Ask Not How Much, Ask Why

Ask Not How Much, Ask Why

Originally posted May 2013

According to a March 31, 2013 article in the New York Times by Susanne Craig: “Since the financial crisis, compensation for the directors of the nation’s biggest banks has continued to rise even as the banks themselves, facing difficult markets and regulatory pressures, are reining in bonuses and pay.”

Well, “reining in” of executive pay might be a bit of an exaggeration, but there is no question that the Chairman’s role and other board members of Wall Street firms have lucrative pay packages. And over the past several months, or even years, with a growing portion of director pay made in stock (and with share prices for these firms soaring), director pay has increased. But the bigger question is not “how much” but “how and why”.

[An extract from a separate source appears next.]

PR #322, opened 2023-06-28
Add band-aid fix for Windows benchmark issue

jtraglia:
While we wait for a solution, I propose this band-aid fix which should mask the issue. @pawanjay176 mentioned that the benchmarks didn't crash with opt-level set to zero, so that's what this PR does.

As Michael Graham shared in his recently published book Board of Directors Governance and Rewards, “We believe that boards don’t get the respect they deserve for the success of the businesses they oversee, but neither are they held much accountable when the businesses they oversee flounder… If the business strategies work, then the CEO should get credit for execution and the Board for foresightedness (not just the credit for hiring the right guy). If business strategies fail then the CEO should carry the blame for poor choice of strategy or poor implementation and the Board for failure to appropriately examine the plans (not just the blame for overpaying the CEO).”

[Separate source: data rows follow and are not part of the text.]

PR #323, opened 2023-07-03
Use boxed blobs in Rust bindings

jtraglia:
Right now, this is a proof of concept with code that might not be production quality.


jtraglia:
I want to take a slightly different approach. Closing.

Issue #318, opened 2023-06-09
Broken CI in rust-windows because of rust-1.7.0


asn-d6:
See https://github.com/ethereum/c-kzg-4844/pull/311#issuecomment-1582439003

jtraglia:
Temporarily fixed/masked the problem with this PR:

* https://github.com/ethereum/c-kzg-4844/pull/322

When there's a new release of rust/criterion that fixes the problem, please revert that PR.

PR #325, opened 2023-07-07
Use boxes & refs in Rust bindings

jtraglia:
This PR fixes the issue with Windows & should be overall more efficient.

* When dealing with individual blobs, box them (store them on the heap).
  * This fixes the segmentation fault crash on Windows on 4844-devnet-7.
  * My theory is that these (relatively large) blobs were overflowing the stack.
* For all of the KZG interface functions, take references.
  * I feel like this should have done this a while ago.
  * It should be more efficient as it saves us from cloning.

Note, this does **not** fix the benchmark issue on Windows:

* #318

### DIFF
--- a/bindings/rust/Cargo.toml
+++ b/bindings/rust/Cargo.toml
@@ -50,3 +50,8 @@ glob = "0.3"
 [[bench]]
 name = "kzg_benches"
 harness = false
+
+# The benchmarks crash on Windows with Rust 1.70. This is a band-aid fix for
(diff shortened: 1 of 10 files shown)


jtraglia:
Actually, dang. Hold off on reviewing this. This PR still has the Windows segfault issue on 4844-devnet-7. I'll need to look into why the "boxed-blobs" branch works and this one doesn't.

jtraglia:
Still unable to get this working. Will re-open if something changes.

PR #979, opened 2020-11-14
Set midiOutChannel to standard 10 by default

BrunoVernay:
Setting to 10 by default allow MIDI TX to work by default.
(It would be nice if there was a global parameter instead of having to fix each instrument in each DrumKit.)


theGreatWhiteShark:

And speaking of how CEO pay drives behaviors, the same is true for director pay, but for directors there is a different angle. Directors (much like US congressmen) set their own pay. It is part of their responsibilities for corporate governance. Therefore board governance and board pay cannot be decoupled. Further, the most important consideration for both governance and pay is the idea of contribution: how does the board contribute to the company and how does each director contribute to the work of the board, and how  these contributions drive board pay.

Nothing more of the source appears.